----- Information supplied

PR #105, opened 2017-08-08
Load operations

kainino0x:


kainino0x:
There are issues with some models (e.g. Box) in glTFViewer, but I think these were introduced earlier. The behavior is consistent across backends.

src/backend/d3d12/CommandBufferD3D12.cpp
```diff
@@ -256,6 +256,36 @@ namespace d3d12 {
                         D3D12_RECT scissorRect = { 0, 0, static_cast<long>(width), static_cast<long>(height) };
                         commandList->RSSetViewports(1, &viewport);
                         commandList->RSSetScissorRects(1, &scissorRect);
+
+                        for (uint32_t slot = 0; slot < currentRenderPass->GetAttachmentCount(); ++slot) {
```
austinEng: Should this be in BeginRenderSubpass?

src/backend/d3d12/FramebufferD3D12.h
```diff
@@ -34,10 +34,13 @@ namespace d3d12 {
                 unsigned int numRTVs = 0;
                 D3D12_CPU_DESCRIPTOR_HANDLE RTVs[kMaxColorAttachments] = {};
                 D3D12_CPU_DESCRIPTOR_HANDLE dsv = {};
+                uint32_t rtvSlots[kMaxColorAttachments] = {};
```
austinEng: nit: Seems like we prefer to use `std::array`. I also probably should have done that on line 35.

src/backend/d3d12/CommandBufferD3D12.cpp
kainino0x: The semantic here is that all of the clears in a render pass are done "before first use" in that render pass. So for opengl/metal, I clear each attachment on the subpass that first uses it, but on d3d12 I just clear everything once at the beginning. However it could be easily changed to the way I did it in opengl/metal. wdyt?

austinEng: Okay right, and we can't do it this way in Metal because the render encoders are different. I think that this is fine then. It's probably more efficient to put all the clears together anyway?

src/backend/d3d12/FramebufferD3D12.h
kainino0x: Started this on my mac but pushed a broken commit so I can finish it on Windows.

src/backend/d3d12/CommandBufferD3D12.cpp
kainino0x: I don't know about the efficiency. If an application uses fewer than all of the attachments in a render pass, there would be unnecessary clears. But I am not particularly worried about this case at least for now.

src/backend/d3d12/FramebufferD3D12.h
kainino0x: Done

src/backend/RenderPass.cpp
```diff
@@ -51,6 +52,28 @@ namespace backend {
         return other == this;
     }
 
+    void RenderPassBase::ComputeAttachmentsFirstSubpasses(std::vector<uint32_t>* attachmentsFirstSubpasses) const {
```
Kangz: nit: this could be precomputed and stored in the attachment info.

src/backend/d3d12/CommandBufferD3D12.cpp
Kangz: +1 on doing it in BeginSubpass because it should be valid to use the attachments as textures in previous subpasses.

src/backend/d3d12/CommandBufferD3D12.cpp
```diff
@@ -256,6 +256,36 @@ namespace d3d12 {
...
+                            const auto& info = currentRenderPass->GetAttachmentInfo(slot);
+                            bool hasDepth = TextureFormatHasDepth(info.format);
```
Kangz: nit: could has a TextureFormatHasDepthOrStencil.

src/backend/d3d12/CommandBufferD3D12.cpp
```diff
@@ -256,6 +256,36 @@ namespace d3d12 {
...
+                            bool hasStencil = TextureFormatHasStencil(info.format);
+                            if (hasDepth || hasStencil) {
+                                // This is a depth/stencil buffer
+                                D3D12_CLEAR_FLAGS clearFlags = {};
```
Kangz: nity: = 0 would be more clear

src/backend/d3d12/FramebufferD3D12.cpp
```diff
@@ -68,17 +68,25 @@ namespace d3d12 {
...
-            args.dsv = dsvHeap.GetCPUHandle(heapIndex);
+            uint32_t slot = subpassInfo.depthStencilAttachment;
+            args.dsv = GetAttachmentDescriptor(true, slot);
+            args.dsvSlot = slot;
         }
 
         return args;
     }
 
+    D3D12_CPU_DESCRIPTOR_HANDLE Framebuffer::GetAttachmentDescriptor(bool isDSV, uint32_t attachmentSlot) {
```
Kangz: nit: could have two methods instead of the isDSV boolean.

src/backend/d3d12/FramebufferD3D12.cpp
```diff
@@ -68,17 +68,25 @@ namespace d3d12 {
         const auto& subpassInfo = GetRenderPass()->GetSubpassInfo(subpassIndex);
         OMSetRenderTargetArgs args = {};
 
-        for (uint32_t index : IterateBitSet(subpassInfo.colorAttachmentsSet)) {
-            uint32_t heapIndex = attachmentHeapIndices[subpassInfo.colorAttachments[index]];
-            args.RTVs[args.numRTVs++] = rtvHeap.GetCPUHandle(heapIndex);
+        for (uint32_t location : IterateBitSet(subpassInfo.colorAttachmentsSet)) {
+            uint32_t slot = subpassInfo.colorAttachments[location];
+            args.RTVs[args.numRTVs] = GetAttachmentDescriptor(false, slot);
+            args.rtvSlots[args.numRTVs] = slot;
```
Kangz: rtvSlots and dsvSlots are set but never read. They could be removed.

src/backend/metal/CommandBufferMTL.mm
```diff
@@ -87,32 +87,56 @@ void BeginSubpass(id<MTLCommandBuffer> commandBuffer, uint32_t subpass) {
...
+                    auto clearValue = currentFramebuffer->GetClearColor(location);
+                    if (currentRenderPass->GetAttachmentFirstSubpass(attachment) == subpass) {
+                        const auto& attachmentInfo = currentRenderPass->GetAttachmentInfo(attachment);
+                        if (attachmentInfo.colorLoadOp == nxt::LoadOp::Clear) {
+                            load = MTLLoadActionClear;
+                        }
+                    }
+
+                    descriptor.colorAttachments[location].texture = texture;
+                    descriptor.colorAttachments[location].loadAction = MTLLoadActionClear;
```
Kangz: This should be set to ```load```

src/backend/metal/CommandBufferMTL.mm
```diff
@@ -87,32 +87,56 @@ void BeginSubpass(id<MTLCommandBuffer> commandBuffer, uint32_t subpass) {
...
                     auto textureView = currentFramebuffer->GetTextureView(attachment);
                     auto texture = ToBackend(textureView->GetTexture())->GetMTLTexture();
-                    descriptor.colorAttachments[index].texture = texture;
-                    descriptor.colorAttachments[index].loadAction = MTLLoadActionLoad;
-                    descriptor.colorAttachments[index].clearColor = MTLClearColorMake(0.0, 0.0, 0.0, 0.0);
-                    descriptor.colorAttachments[index].storeAction = MTLStoreActionStore;
+
+                    MTLLoadAction load = MTLLoadActionLoad;
+                    auto clearValue = currentFramebuffer->GetClearColor(location);
+                    if (currentRenderPass->GetAttachmentFirstSubpass(attachment) == subpass) {
```
Kangz: How about the following:


```
descriptor.colorAttachments[location].texture = texture;
descriptor.colorAttachments[location].storeAction = MTLStoreActionStore;

if (firstSubpassUsed && startsCleared) {
    auto clearValue = currentFramebuffer->GetClearColor(location);
    descriptor.colorAttachments[location].loadAction = MTLLoadActionClear;
    descriptor.colorAttachments[location].clearColor = MTLClearColorMake(clearValue.color[0], clearValue.color[1], clearValue.color[2], clearValue.color[3]);
} else {
    descriptor.colorAttachments[location].loadAction = MTLLoadActionLoad
}
```

Kangz: Same below for DS

src/backend/RenderPass.cpp
Kangz: Ah I see it is done per-backend. I think it is a generally useful information and could be stored at the RenderPassBase level.

src/backend/metal/MetalBackend.h
```diff
@@ -168,6 +168,11 @@ namespace metal {
         public:
             RenderPass(RenderPassBuilder* builder);
             ~RenderPass();
+
+            uint32_t GetAttachmentFirstSubpass(uint32_t attachmentSlot);
```
Kangz: With the comments about storing this in RenderPassBase, changes to the file would disappear.

src/backend/opengl/CommandBufferGL.cpp
```diff
@@ -96,6 +97,8 @@ namespace opengl {
                 case Command::BeginRenderSubpass:
                     {
                         commands.NextCommand<BeginRenderSubpassCmd>();
+
+                        glBindFramebuffer(GL_READ_FRAMEBUFFER, 0);
```
Kangz: Why do we need to do this?

src/backend/opengl/RenderPassGL.h
```diff
@@ -0,0 +1,34 @@
...
+#define BACKEND_OPENGL_RENDERPASSGL_H_
+
+#include "backend/RenderPass.h"
+
+namespace backend {
+namespace opengl {
+    class RenderPass : public RenderPassBase {
+        public:
+            RenderPass(RenderPassBuilder* builder);
+
```
Kangz: Same here, this specialization of RenderPasses for GL might disappear.

src/tests/unittests/validation/FramebufferValidationTests.cpp
```diff
@@ -77,6 +77,13 @@ TEST_F(FramebufferValidationTest, BasicWithEmptyAttachment) {
         .SetRenderPass(renderpass)
         .SetDimensions(100, 100)
         .GetResult();
+
+    // set clear color value for attachment 0
+    framebuffer.AttachmentSetClearColor(0, 0.0f, 0.0f, 0.0f, 0.0f);
```
Kangz: This test shouldn't be valid anymore and we should force framebuffers to have all attachment defined. Also we should test setting clear colors in a different test.

src/tests/unittests/validation/RenderPassValidationTests.cpp
```diff
@@ -37,6 +37,63 @@ TEST_F(RenderPassValidationTest, OneSubpassOneAttachment) {
...
+        .AttachmentSetFormat(0, nxt::TextureFormat::R8G8B8A8Unorm)
+        // with a load op of the wrong type - this is okay, just ignored
+        .AttachmentSetDepthStencilLoadOps(0, nxt::LoadOp::Clear, nxt::LoadOp::Clear)
+        .SubpassSetColorAttachment(0, 0, 0)
+        .GetResult();
+}
+
+// Test for attachment slot arguments out of bounds
+TEST_F(RenderPassValidationTest, AttachmentOutOfBounds) {
+    AssertWillBeError(device.CreateRenderPassBuilder())
```
Kangz: Can we have a control case that passes, then tests for each OOB possiblity with comments to explain what we are testing? It makes following what the test does easier.

src/tests/unittests/validation/FramebufferValidationTests.cpp
kainino0x: Done but removed from this PR

kainino0x:
Squashed stuff to reduce churn on tests, d3d12's BeginRenderPass, etc.

Tests removed from this PR, coming in a followup PR along with more tests.

src/backend/opengl/CommandBufferGL.cpp
kainino0x: Added a comment but forgot to put it in this PR. Don't want to restart the CI, so I'll commit it in the next PR.

src/backend/metal/CommandBufferMTL.mm
```diff
@@ -87,33 +87,61 @@ void BeginSubpass(id<MTLCommandBuffer> commandBuffer, uint32_t subpass) {
...
 
                     auto textureView = currentFramebuffer->GetTextureView(attachment);
                     auto texture = ToBackend(textureView->GetTexture())->GetMTLTexture();
-                    descriptor.colorAttachments[index].texture = texture;
-                    descriptor.colorAttachments[index].loadAction = MTLLoadActionLoad;
-                    descriptor.colorAttachments[index].clearColor = MTLClearColorMake(0.0, 0.0, 0.0, 0.0);
-                    descriptor.colorAttachments[index].storeAction = MTLStoreActionStore;
+
+                    bool isFirstUse = attachmentInfo.firstSubpass == subpass;
+                    bool isClearedOnFirstUse = attachmentInfo.colorLoadOp == nxt::LoadOp::Clear;
```
Kangz: nit: shouldClearOnFirstUse

src/backend/d3d12/CommandBufferD3D12.cpp
Kangz: Weird, LGTM

kainino0x:
> and removing the spirv-cross submodule change.

argh, I've removed and somehow reintroduced this like 10 times now! Submodules!!!

kainino0x:
@Kangz something seems to be wrong with the linux builder bot, jinja2 is missing. Maybe relevant:
>  This job ran on our Trusty environment, which is gradually becoming our default Linux environment. Read all about this in our blog: Trusty as a default Linux is coming and take note that you can add dist: precise in your .travis.yml file to continue using Precise.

----------

• _Exercise brief_:
Lines from the one containing "something seems to" through the final line of the entries are the only ones to print, and each must match exactly.

• _Result_:
@Kangz something seems to be wrong with the linux builder bot, jinja2 is missing. Maybe relevant:
>  This job ran on our Trusty environment, which is gradually becoming our default Linux environment. Read all about this in our blog: Trusty as a default Linux is coming and take note that you can add dist: precise in your .travis.yml file to continue using Precise.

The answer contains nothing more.